Along with late regulations, the regulator has filed a flurry of lawsuits targeting major banks and the company that runs the payment platform Zelle, Walmart, and the manufactured homes company owned by Warren Buffet’s Berkshire Hathaway.
Key Capitol Hill Democrats have cheered on his approach. In December, former Ohio Sen. Sherrod Brown, then the head of the Senate Banking Committee, and Georgia Sen. Raphael Warnock, who also sits on the panel, urged the CFPB to finish its medical debt rule. “This issue is far too important to remain unsettled any longer,” Warnock said in a statement at the time.

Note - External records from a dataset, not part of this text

Issue #2229, opened 2021-07-27
[False Positive] file/keys/twitter-secret.yaml


geeknik:
git clone git clone https://github.com/twitter/chill /tmp/chill 
nuclei -t file/keys/twitter-secret.yaml -target /tmp/chill/

![2021-07-27_11-57](https://user-images.githubusercontent.com/466878/127196158-8191ff65-57c0-4d08-b073-aff1bd30a7fd.png)

no secrets found in that file.

princechaddha:
Hi @geeknik, thanks for taking the time to create this issue and contributing to this project 🍻

Unfortunately, this issue has taken longer than usual. The issue is now resolved

PR #2364, opened 2021-08-10
Update twitter-secret.yaml

daffainfo:
Fixing issue #2229 

Reference: https://github.com/odomojuli/RegExAPI

### DIFF
--- a/file/keys/twitter-secret.yaml
+++ b/file/keys/twitter-secret.yaml
@@ -13,4 +13,4 @@ file:
     extractors:
       - type: regex
         regex:
-          - '(?i)twitter(.{0,20})?['\"][0-9a-z]{35,44}'
+          - "(?i)twitter(.{0,20})?['\"][0-9a-z]{35,44}"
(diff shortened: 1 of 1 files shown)


ehsandeep:
@daffainfo we have two types for twitter tokens, this update seems to be related to **access tokens**, and existing template checks for **secret tokens** I assume.

Reference:- https://developer.twitter.com/en/docs/twitter-api/getting-started/getting-access-to-the-twitter-api#:~:text=API%20Key%20Secret%20%2D%20This%20is,behalf%20of%20that%20Twitter%20account.

daffainfo:
Sorry, wrong regex

Reference: https://github.com/l4yton/RegHex#twitter-client-id

daffainfo:
@ehsandeep There is twitter oauth and twitter secret, so we can add 2 new template

ehsandeep (approved):

ehsandeep:
Merged here - https://github.com/projectdiscovery/nuclei-templates/pull/3976

PR #2379, opened 2021-08-11
Update can-i-take-over-dns.yaml to remove false positive cases

yabeow:
### Template / PR Information
Hi there, I noticed that the current template at https://github.com/projectdiscovery/nuclei-templates/blob/master/dns/can-i-take-over-dns.yaml containing a lot of false positive cases since the dns providers specified in the matchers are actually listed as **Not vulnerable / Edge case** in https://github.com/indianajson/can-i-take-over-dns . I've removed these dns providers out of the matchers and only keep the **Vulnerable** ones.

- Fixed dns/can-i-take-over-dns.yaml
- References: https://github.com/indianajson/can-i-take-over-dns

### Template Validation

- [x] YES

### DIFF
--- a/dns/can-i-take-over-dns.yaml
+++ b/dns/can-i-take-over-dns.yaml
@@ -42,11 +42,6 @@ dns:
           - "ns2.bizland.com"
 
       - type: word
-        name: cloudflare
-        words:
-          - "ns.cloudflare.com"
-
-      - type: word
         name: digitalocean
         condition: or
         words:
@@ -114,13 +109,6 @@ dns:
           - "ns1.linode.com"
 
       - type: word
-        name: mediatemple
-        condition: or
-        words:
-          - "ns1.mediatemple.net"
-          - "ns2.mediatemple.net"
-
-      - type: word
         name: mydomain
         condition: or
         words:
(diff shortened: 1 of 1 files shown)


ehsandeep (approved):
thank you @yabeow for the update, initially this template was written with the idea to fingerprint all the NS mentioned in **can-i-take-over-dns** project as we need to perform 2nd layer of check to confirm DNS response status, but it makes more sense to fingerprint only NS vulnerable for this scenario only.

Thank you for updating this template.

omerlh:
@ehsandeep :
> as we need to perform 2nd layer of check to confirm DNS response status
I am just triaging results, and after reading about the issue it seams that unless `SERVFAIL` returned, the service is not actually vulnerable. Is this correct? If so, are there plans to add the second check? If not, I might take a stab doing that

NagliNagli:
It's complicated and not yet in nuclei, to be able to dig servers with trace.

NagliNagli:
you can create a workflow to use the current "servfail" and later this one, but it will return many false negative and false positive, also servfail + one of these services doesn't mean it's vuln as well.

ehsandeep:
@NagliNagli DNS tracing is added since [v2.5.4](https://github.com/projectdiscovery/nuclei/releases/tag/v2.5.4), but still, need to add support for dynamic extractor in DNS protocol to allow resuing results from DNS response.

```yaml
dns:
  - name: "{{FQDN}}"
    type: A
    trace: true
    trace-max-recursion: 10
```

ehsandeep:
> @ehsandeep :
> 
> > as we need to perform 2nd layer of check to confirm DNS response status
> > I am just triaging results, and after reading about the issue it seams that unless `SERVFAIL` returned, the service is not actually vulnerable. Is this correct? If so, are there plans to add the second check? If not, I might take a stab doing that

@omerlh this template is for the NS mapping only, but most probably the name or id is misleading? do you think updating that will be useful?

For the 2nd layer check, it will be possible once we implement https://github.com/projectdiscovery/nuclei/issues/1162

omerlh:
Yes, probably. When I first saw it it seems pretty severe and not matching for an info level. I would maybe change it to "
dns provider" or something similar ?

ehsandeep:
@omerlh this specific template is now moved to draft at - https://github.com/projectdiscovery/nuclei-templates/pull/3493 and generic DNS fingerprint templates added here - https://github.com/projectdiscovery/nuclei-templates/pull/3492

PR #2388, opened 2021-08-12
Update general-tokens.yaml

geeknik:
### Template / PR Information

- more FP work

### Template Validation

- [X] YES
- [ ] NO


geeknik:
I'm not sure why my regex isn't working with nuclei. It works fine here:
https://regex101.com/r/vrUsy6/1

ehsandeep (changes requested):
@geeknik go regex engine doesn't support negative lookbehind `?!` which is why the regex doesn't compile. You can confirm it with Regex101 by selecting golang.

PR #2404, opened 2021-08-14
Add template for CVE-2021-37704

pajoda:
Hi team,

amazing project. Thanks a lot!
I wanted to dig into template creation so I got started with a trivial stupid one for CVE-2021-37704. I validated it and tried to make matchers consistent by copying it from `exposures/configs/phpinfo.yaml`. If there is anything wrong with my first template, I'm sorry in advance and glad to hear about it.

Vulnerability: Up until version 8.0.6 there is a phpinfo.php file in the composer package phpfastcache/phpfastcache (~ 1.5M installs) which causes a minor information disclosure in case of a publicly accessible vendor folder.

### Template Validation

- [X] YES
- [ ] NO

Works fine.

### Additional References:

- [CVE-2021-37704](https://cve.mitre.org/cgi-bin/cvename.cgi?name=CVE-2021-37704)
- [Matcher source](https://github.com/projectdiscovery/nuclei-templates/blob/master/exposures/configs/phpinfo.yaml)
- [Vendor fix](https://github.com/PHPSocialNetwork/phpfastcache/pull/813)

### DIFF
--- a/cves/2021/CVE-2021-37704.yaml
+++ b/cves/2021/CVE-2021-37704.yaml
@@ -14,9 +14,22 @@ requests:
   - method: GET
     path:
       - "{{BaseURL}}/vendor/phpfastcache/phpfastcache/docs/examples/phpinfo.php"
+
+    matchers-condition: and
     matchers:
       - type: word
         words:
           - "PHP Extension"
           - "PHP Version"
         condition: and
+
+      - type: status
+        status:
+          - 200
+
+    extractors:
+      - type: regex
+        part: body
+        group: 1
+        regex:
+          - '>PHP Version <\/td><td class="v">([0-9.]+)'
--- a/cves/2021/CVE-2021-37704.yaml
+++ b/cves/2021/CVE-2021-37704.yaml
@@ -14,6 +14,7 @@ requests:
   - method: GET
     path:
       - "{{BaseURL}}/vendor/phpfastcache/phpfastcache/docs/examples/phpinfo.php"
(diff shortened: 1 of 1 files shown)


pajoda:
I'm stupid, the matcher was copied from an outdated third party mirror of the templates. Will properly make it consistent later. A simple Pull Request can be hard work. _*shakes head*_

ehsandeep:
Hi @pajoda, Thank you for sharing a template for this; based on a brief search, I've seen two common examples of this file's existence; can you confirm this? thus we can include both paths, additionally, matchers look fantastic, and don't be hesitant to discuss templates even if you are unsure about something, we can always help with a template update/fix once you make the PR 😄 

```
/vendor/phpfastcache/phpfastcache/docs/examples/phpinfo.php
/vendor/phpfastcache/phpfastcache/examples/phpinfo.php
```

pajoda:
Hi @ehsandeep, thanks for the quick response and feedback.
I just added the correct matcher and extractor from the existing phpinfo() disclosure template.

And you're absolutely right. I only checked the fixed versions [6-8].*.*. A quick look at the old unfixed branches such as v4 confirms your info, it was located in `/examples/` instead of `/docs/examples/` before: https://github.com/PHPSocialNetwork/phpfastcache/blob/v4/examples/phpinfo.php
Good job at the maintenance of the templates too, I am not surprised, keep up the amazing work!

ehsandeep (approved):

batgrrI:
nice

PR #2424, opened 2021-08-17
Create ms-exchange-server-reflected-xss.yaml

infosecsanyam261:
https://www.shodan.io/search?query=http.title%3A%22Outlook%22


ehsandeep (approved):
thank you @infosecsanyam261 for sharing this.

PR #2426, opened 2021-08-17
Templates by geeknik

princechaddha:


exposed-panels/tectuus-scada-monitor.yaml
```diff
@@ -0,0 +1,26 @@
...
+  severity: info
+  reference: https://www.tectuus.mx/
+  tags: panel,tectuus,scada
+
+requests:
+  - method: GET
+    path:
+      - "{{BaseURL}}"
+
+    redirects: true
```
ehsandeep, line 15: We can consider removing this.

princechaddha: +1 will remove it

ehsandeep (approved):

PR #2439, opened 2021-08-19
Added Grafana public signup detection

ehsandeep:
### Template / PR Information

- Added Grafana public signup detection

### Template Validation

- [x] YES
- [ ] NO

### Additional References:

### DIFF
--- a/misconfiguration/grafana-public-signup.yaml
+++ b/misconfiguration/grafana-public-signup.yaml
@@ -15,7 +15,7 @@ requests:
         Origin: {{BaseURL}}
         Referer: {{BaseURL}}
 
-        {"username":"{{randstr}}@tld","password":"{{randstr_1}}"}
+        {"username":"nuclei_{{randstr}}","password":"{{randstr_1}}"}
 
     matchers-condition: and
     matchers:
--- a/misconfiguration/grafana-public-signup.yaml
+++ b/misconfiguration/grafana-public-signup.yaml
@@ -4,7 +4,7 @@ info:
   name: Grafana Public Signup
   author: pdteam
   severity: medium
-  tags: grafana
+  tags: grafana,intrusive
 
 requests:
   - raw:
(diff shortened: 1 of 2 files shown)


toufik-airane (approved):
Awesome! We reach a new level of fingerprinting by registering a fake user.
Do you think it could have legal/ethical consequences? I just want to challenge the narrative because, for example, Shodan.io clearly states that it doesn't try to sign in or sign up.

For example, do you think specifying a hardcoded domain like "nuclei-test-case.com" to help organisations to clear the accounts database?

misconfiguration/grafana-public-signup.yaml
```diff
@@ -0,0 +1,35 @@
...
+requests:
+  - raw:
+      - |
+        POST /api/user/signup/step2 HTTP/1.1
+        Host: {{Hostname}}
+        content-type: application/json
+        Origin: {{BaseURL}}
+        Referer: {{BaseURL}}
+
+        {"username":"{{randstr}}@tld","password":"{{randstr_1}}"}
```
toufik-airane, line 18: Do you think we could hardcode a domain to help organisation clear their accounts database after scanning?

toufik-airane:
We could do the same with the Jira `sign up` endpoint. 👀

ehsandeep:
@toufik-airane thank you.

We are open to updating the template if we find another safe way to confirm whether signup is enabled or disabled. Even though the form is public, you will receive an error upon registration stating that signup is disabled, so we are open to updating the template if we find another safe way to confirm the same.

misconfiguration/grafana-public-signup.yaml
ehsandeep: I've added `nuclei_` as unique prefix, following by random string, as the username needs to be unique each time, we can not hardcode a static one.

toufik-airane (approved):
Great!

ehsandeep:
@toufik-airane I've also added `intrusive` tag for identification/exclusion as discussed here - projectdiscovery/nuclei#551

PR #2451, opened 2021-08-21
Update openssh-username-enumeration

daffainfo:
- Changed the matcher
- Lowered the severity
- Change the filename and the id
- Adding some description


princechaddha:
Hello @daffainfo, thank you for updating the template.

PR #2466, opened 2021-08-23
add : SqL Injection In gorm

wahyuhadi:
### GORM SQL Injection

- Fixed CVE-2019-15562
- References:
- https://github.com/go-gorm/gorm/issues/2517

### DIFF
--- a/file/golang/gorm-sqlinjection.yaml
+++ b/file/golang/gorm-sqlinjection.yaml
@@ -1,0 +1,27 @@
+id: gorm-sqlinjection
+
+info:
+  name: Gorm SQL Injection
+  author: wahyuhadi
+  severity: high
+  tags: go,file
+
+file:
+  - extensions:
+      - go
+     
+
+    extractors:
+      - type: regex
+        # Investigate for possible SQL Injection https://github.com/go-gorm/gorm/issues/2517
+        # Likely vulnerable: Where("id = "+id)
+        # Likely not Vulnerable: Where("id = ?", id)
+        regex:
+          - 'Where\(.*\+.*\)|where\(.*\+.*\)'
+      - type: regex
+        # Investigate for possible SQL Injection https://github.com/go-gorm/gorm/issues/2517
+        # Likely vulnerable: Find(&users) or First(&users)
+        # Likely not Vulnerable: Find(&users,id) or First(&users,id)
+        regex:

But Chopra’s push has infuriated Capitol Hill Republicans, many of whom have opposed the CFPB’s existence since its creation and are hoping to significantly curtail its powers under Trump. Immediately after the election, Senate Banking Committee chair Tim Scott sent a letter to the Biden administration, asking all financial regulators to hit pause on new rules. He and House Financial Services Committee chair French Hill have since blasted Chopra for ignoring their requests, accusing him of engaging in “midnight rulemaking.”
Republicans lawmakers have yet to confirm whether they will try to repeal the regulations, though they have floated the possibility. In a December letter urging Chopra to hit pause on his efforts, Hill pointedly noted that his final actions could be subject to the Congressional Review Act.
“The financial system, its institutions, consumers, and the CFPB itself do not benefit from last-minute partisan rulemaking attempts,” he wrote.
Some of this typical end-of-term partisan sparring. The first Trump administration was similarly accused of engaging in “midnight rulemaking” as it sought to implement a slew of policy changes near its end. (The CFPB itself issued major rules on debt collection and mortgages in December of 2020). Progressives were ultimately frustrated that Democratic lawmakers and the Biden administration only used the Congressional Review Act three times to reverse those actions, in part because leaders on Capitol Hill wanted to focus on their expansive legislative agenda.
Republicans could face similar logistical constraints this year. For that reason, some might prefer to let the Trump administration’s regulators rewrite rules, though that would be a lengthier process, or allow lawsuits challenging them to play out. Industry groups have already filed suit to overturn the overdraft rule, which stands to cost banks billions of dollars annually in fees.
Even if Republicans do overturn rules via the Congressional Review Act, some experts question whether it would actually prevent a future Democratic administration from resurrecting a similar policy down the line.
Although the law bans agencies from implementing a rule in “substantially the same form” once it’s been subject to a disapproval resolution, it does not define what that means and the issue has never been fully litigated in court, said Philip Wallach, a senior fellow at The American Enterprise Institute who studies the regulatory process.
“I feel like if I were in Chopra’s position, you’re thinking why not just take your shot, why not leave your record the best you can?” Wallach said. “Make [Republicans] take their time and spend their political capital rather than meekly tabling it all as you walk out the door.”